In other words, the following assertion is always true:
stopifnot(sort(x, partial=pt_idx)[pt_idx] == sort(x)[pt_idx])
for any x and pt_idx, e.g.
x <- sample(100) # input vector
pt_idx <- sample(1:100, 5) # indices for partial arg
This behavior is different from the one defined in the Wikipedia article on partial sorting. In R sort()'s case we are not necessarily computing k smallest elements.
For example, if
print(x)
## [1] 91 85 63 80 71 69 20 39 78 67 32 56 27 79 9 66 88 23 61 75 68 81 21 90 36 84 11 3 42 43
## [31] 17 97 57 76 55 62 24 82 28 72 25 60 14 93 2 100 98 51 29 5 59 87 44 37 16 34 48 4 49 77
## [61] 13 95 31 15 70 18 52 58 73 1 45 40 8 30 89 99 41 7 94 47 96 12 35 19 38 6 74 50 86 65
## [91] 54 46 33 22 26 92 53 10 64 83
and
pt_idx
## [1] 5 54 58 95 8
then
sort(x, partial=pt_idx)
## [1] 1 3 2 4 5 6 7 8 11 12 9 10 13 15 14 16 17 18 23 30 31 27 21 32 36 34 35 19 20 37
## [31] 38 33 29 22 26 25 24 28 39 41 40 42 43 48 46 44 45 47 51 50 52 49 53 54 57 56 55 58 59 60
## [61] 62 64 63 61 65 66 70 72 73 69 68 71 67 79 78 82 75 81 80 77 76 74 89 85 88 87 83 84 86 90
## [91] 92 93 91 94 95 96 97 99 100 98
Here x[5], x[54], ..., x[8] are placed in their correct positions - and we cannot say anything else about the remaining elements.

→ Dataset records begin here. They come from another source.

PR #4292, opened 2025-06-21
Implement backtrace information for errors

### LINKED ISSUE #1313: Add line/character numbers to errors

### LINKED ISSUE #3726: Add backtraces to errors
As part of our focus on improving our Error APIs, we need to introduce backtraces to errors generated at execution. This includes:

- [ ] Adding a `Backtrace` struct.
- [ ] Retrofitting our VM to hold the current backtrace.
- [ ] Adding names to all native functions.
- [ ] Storing the current backtrace inside every thrown `JsError`.

HalidOdat:
This Pull Request closes #1313 and closes #3726.

It changes the following:

- Add position to the `JsError` where error was thrown.
- Add position to all `Error` types where the constructor was called.
- Add shadow stack for keeping track of native and bytecode calls.
- Add limits for backtrace (`$boa.limits.backtrace`)

### DIFF
--- a/core/engine/src/bytecompiler/mod.rs
+++ b/core/engine/src/bytecompiler/mod.rs
@@ -12,7 +12,11 @@ mod register;
 mod statement;
 mod utils;
 
-use std::cell::Cell;
+use std::{
+    borrow::{Borrow, BorrowMut},
+    cell::Cell,
+    ops::{Deref, DerefMut},
+};
 
 use crate::{
     JsBigInt, JsStr, JsString, SourceText, SpannedSourceText,
@@ -405,6 +409,43 @@ pub(crate) enum BindingAccessOpcode {
     DeleteName,
     GetLocator,
     DefVar,
+}
+
+/// Manages the source position scope, push on creation, pop on drop.
+pub(crate) struct SourcePositionGuard<'a, 'b> {
+    compiler: &'a mut ByteCompiler<'b>,
+}
+impl<'a, 'b> SourcePositionGuard<'a, 'b> {
+    pub(crate) fn new(compiler: &'a mut ByteCompiler<'b>, position: Position) -> Self {
+        compiler.push_source_position(position);
+        Self { compiler }
+    }
+}
+impl Drop for SourcePositionGuard<'_, '_> {
+    fn drop(&mut self) {
+        self.pop_source_position();
+    }
+}
+impl<'a> Deref for SourcePositionGuard<'_, 'a> {
+    type Target = ByteCompiler<'a>;
+    fn deref(&self) -> &Self::Target {
+        self.compiler
+    }
+}
+impl DerefMut for SourcePositionGuard<'_, '_> {
+    fn deref_mut(&mut self) -> &mut Self::Target {
+        self.compiler
+    }
+}
+impl<'a> Borrow<ByteCompiler<'a>> for SourcePositionGuard<'_, 'a> {
+    fn borrow(&self) -> &ByteCompiler<'a> {
+        self.compiler
+    }
+}
+impl<'a> BorrowMut<ByteCompiler<'a>> for SourcePositionGuard<'_, 'a> {
+    fn borrow_mut(&mut self) -> &mut ByteCompiler<'a> {
+        self.compiler
+    }
 }
 
 /// The [`ByteCompiler`] is used to compile ECMAScript AST from [`boa_ast`] to bytecode.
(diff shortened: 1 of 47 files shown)


HalidOdat:
```JavaScript
function x() {
  String.nonExistentFunction();
}

x();
```

```
cargo run -- test.js
Uncaught TypeError: not a callable function
    at x test.js:2:29
```

... finally... :face_holding_back_tears:

HalidOdat:
This now also resolves #3726, implemented a shadow stack that keeps tract of all calls (native and bytecode) and would make it easir to implement TCO without changing the backtraces.

A very contrived example to demonstrate the backtraces:

```JavaScript
[
  function element(arg) {
    arg(10)
  }
].forEach(
  function func(element) {
    element((value) => {
      let error = Error("Some error happend...");
      if (value == 10) {
        throw error
      }
    })
  }
)
```

```bash
cargo run -- test.js
Uncaught Error: Some error happend... (test.js:8:24)
    at <anonymous> (test.js:10:15)
    at element (test.js:3:8)
    at func (test.js:7:12)
    at forEach (native)
    at <main> (test.js:5:10)
```

NOTE: The position in `Error: Some error happend... (test.js:8:24)` is the place where the `Error` was created.

HalidOdat:
Ran the v8/quickjs benchmarks and didn't find any significant regression in performance, they were within noise range :partying_face: (this feature mostly only affect the throwing performance).

jedel1043:
> Ran the v8/quickjs benchmarks and didn't find any significant regression in performance, they were within noise range 🥳 (this feature mostly only affect the throwing performance).

Very nice! I suppose the shadow stack is cheap to build, but expensive to query for information then?

HalidOdat:
> I suppose the shadow stack is cheap to build

Yes building the stack is pretty cheap the `SourceMap` is just a wrapper for an `Rc`

> but expensive to query for information then?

HTH.
EDIT: Partial sorting may reduce the sorting time, of course if you are interested in e.g. finding only some of the order statistics.
require(microbenchmark)
x <- rnorm(100000)
microbenchmark(sort(x, partial=1:10)[1:10], sort(x)[1:10])
## Unit: milliseconds
## expr min lq median uq max neval
## sort(x, partial = 1:10)[1:10] 2.342806 2.366383 2.393426 3.631734 44.00128 100
## sort(x)[1:10] 16.556525 16.645339 16.745489 17.911789 18.13621 100
regarding the statement "Here x[5], x[54], ..., x[8] are placed in their correct positions", I don't think it's correct, it should be "in the result, i.e. sorted x, result[5], result[54],.....,result[8], will be placed with right values from x."
quote from R manual:
If partial is not NULL, it is taken to contain indices of elements of
the result which are to be placed in their correct positions in the
sorted array by partial sorting. For each of the result values in a
specified position, any values smaller than that one are guaranteed to
have a smaller index in the sorted array and any values which are
greater are guaranteed to have a bigger index in the sorted array.